TASK OBJECTIVE: Keep only the lines that hold the string "comment", filtering out the rest of the entries below.

SUPPLIED DATA:

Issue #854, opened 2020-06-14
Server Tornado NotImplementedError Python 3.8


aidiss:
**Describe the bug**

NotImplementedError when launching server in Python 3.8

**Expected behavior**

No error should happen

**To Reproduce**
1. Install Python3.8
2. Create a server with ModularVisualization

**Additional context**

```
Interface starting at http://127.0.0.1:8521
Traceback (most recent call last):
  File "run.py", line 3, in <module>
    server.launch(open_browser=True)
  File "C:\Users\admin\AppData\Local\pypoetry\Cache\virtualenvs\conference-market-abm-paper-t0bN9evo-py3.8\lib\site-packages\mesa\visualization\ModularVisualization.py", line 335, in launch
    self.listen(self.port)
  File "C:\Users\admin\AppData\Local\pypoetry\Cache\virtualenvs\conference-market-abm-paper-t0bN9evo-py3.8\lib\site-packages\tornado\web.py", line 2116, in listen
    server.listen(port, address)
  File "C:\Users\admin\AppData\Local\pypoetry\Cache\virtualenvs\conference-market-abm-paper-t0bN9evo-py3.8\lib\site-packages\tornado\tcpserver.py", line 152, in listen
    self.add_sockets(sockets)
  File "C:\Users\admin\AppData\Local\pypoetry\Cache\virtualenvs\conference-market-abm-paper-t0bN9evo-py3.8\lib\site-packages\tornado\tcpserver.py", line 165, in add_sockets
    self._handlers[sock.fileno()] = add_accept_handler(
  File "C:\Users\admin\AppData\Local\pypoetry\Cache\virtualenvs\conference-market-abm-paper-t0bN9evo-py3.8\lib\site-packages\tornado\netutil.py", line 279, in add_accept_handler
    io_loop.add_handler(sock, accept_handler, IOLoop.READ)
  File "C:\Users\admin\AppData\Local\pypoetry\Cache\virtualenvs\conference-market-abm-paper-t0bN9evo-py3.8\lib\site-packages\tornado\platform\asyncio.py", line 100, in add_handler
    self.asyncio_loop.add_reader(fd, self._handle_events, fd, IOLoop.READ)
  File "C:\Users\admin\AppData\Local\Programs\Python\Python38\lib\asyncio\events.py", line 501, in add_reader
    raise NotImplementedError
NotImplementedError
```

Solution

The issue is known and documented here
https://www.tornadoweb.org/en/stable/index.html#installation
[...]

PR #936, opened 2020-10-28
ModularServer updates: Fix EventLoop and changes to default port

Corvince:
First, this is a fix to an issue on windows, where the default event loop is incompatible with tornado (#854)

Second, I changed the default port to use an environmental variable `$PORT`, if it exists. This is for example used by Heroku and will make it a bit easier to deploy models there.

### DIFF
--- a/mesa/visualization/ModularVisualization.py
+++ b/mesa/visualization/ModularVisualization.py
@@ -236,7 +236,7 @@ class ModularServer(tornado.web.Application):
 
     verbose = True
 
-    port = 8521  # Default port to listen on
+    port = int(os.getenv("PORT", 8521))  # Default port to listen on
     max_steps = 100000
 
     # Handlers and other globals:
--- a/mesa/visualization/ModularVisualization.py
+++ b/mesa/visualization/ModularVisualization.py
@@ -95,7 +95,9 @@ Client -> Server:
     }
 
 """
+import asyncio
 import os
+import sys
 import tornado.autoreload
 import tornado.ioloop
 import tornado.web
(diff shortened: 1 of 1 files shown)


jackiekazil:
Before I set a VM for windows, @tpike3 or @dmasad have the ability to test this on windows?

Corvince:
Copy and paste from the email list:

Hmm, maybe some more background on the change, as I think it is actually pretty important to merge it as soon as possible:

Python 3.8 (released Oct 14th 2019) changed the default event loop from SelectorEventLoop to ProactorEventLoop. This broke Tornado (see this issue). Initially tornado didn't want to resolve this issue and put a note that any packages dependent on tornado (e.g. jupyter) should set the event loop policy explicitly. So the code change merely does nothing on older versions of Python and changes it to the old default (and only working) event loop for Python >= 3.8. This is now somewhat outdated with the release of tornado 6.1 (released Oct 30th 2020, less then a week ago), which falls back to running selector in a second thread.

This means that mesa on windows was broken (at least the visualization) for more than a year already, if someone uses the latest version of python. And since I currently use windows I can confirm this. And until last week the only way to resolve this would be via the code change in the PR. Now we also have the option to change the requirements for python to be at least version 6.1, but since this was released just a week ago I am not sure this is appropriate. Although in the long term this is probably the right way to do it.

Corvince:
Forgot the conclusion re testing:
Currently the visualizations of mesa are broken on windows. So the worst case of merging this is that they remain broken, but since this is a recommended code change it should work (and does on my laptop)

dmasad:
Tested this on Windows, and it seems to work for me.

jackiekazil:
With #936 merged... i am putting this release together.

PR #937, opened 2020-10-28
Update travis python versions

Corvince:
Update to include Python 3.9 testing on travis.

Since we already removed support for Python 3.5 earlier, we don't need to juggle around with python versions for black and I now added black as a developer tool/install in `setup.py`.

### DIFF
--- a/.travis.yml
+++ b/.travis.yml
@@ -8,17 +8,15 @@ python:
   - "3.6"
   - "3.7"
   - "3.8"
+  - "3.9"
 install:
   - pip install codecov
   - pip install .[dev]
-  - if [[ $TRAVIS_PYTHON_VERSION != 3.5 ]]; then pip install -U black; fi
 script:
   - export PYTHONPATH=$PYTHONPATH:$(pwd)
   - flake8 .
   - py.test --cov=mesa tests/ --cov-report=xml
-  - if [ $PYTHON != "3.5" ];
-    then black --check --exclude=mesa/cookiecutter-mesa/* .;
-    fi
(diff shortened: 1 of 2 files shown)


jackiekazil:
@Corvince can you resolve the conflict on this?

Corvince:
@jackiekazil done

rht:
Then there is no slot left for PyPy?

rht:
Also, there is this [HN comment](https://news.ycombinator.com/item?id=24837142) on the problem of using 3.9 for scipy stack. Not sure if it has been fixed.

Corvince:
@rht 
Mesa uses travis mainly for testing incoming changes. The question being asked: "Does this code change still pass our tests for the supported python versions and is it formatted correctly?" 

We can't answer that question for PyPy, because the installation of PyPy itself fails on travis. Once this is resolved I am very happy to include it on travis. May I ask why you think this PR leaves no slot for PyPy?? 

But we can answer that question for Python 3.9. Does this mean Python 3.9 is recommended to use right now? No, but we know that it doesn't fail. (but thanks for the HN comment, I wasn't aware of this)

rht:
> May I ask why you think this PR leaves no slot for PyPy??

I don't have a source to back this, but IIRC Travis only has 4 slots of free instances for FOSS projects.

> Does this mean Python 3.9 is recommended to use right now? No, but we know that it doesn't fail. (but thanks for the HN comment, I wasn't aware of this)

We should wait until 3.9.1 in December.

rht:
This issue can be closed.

WRITTEN SOLUTION:
Also, there is this [HN comment](https://news.ycombinator.com/item?id=24837142) on the problem of using 3.9 for scipy stack. Not sure if it has been fixed.
But we can answer that question for Python 3.9. Does this mean Python 3.9 is recommended to use right now? No, but we know that it doesn't fail. (but thanks for the HN comment, I wasn't aware of this)
> Does this mean Python 3.9 is recommended to use right now? No, but we know that it doesn't fail. (but thanks for the HN comment, I wasn't aware of this)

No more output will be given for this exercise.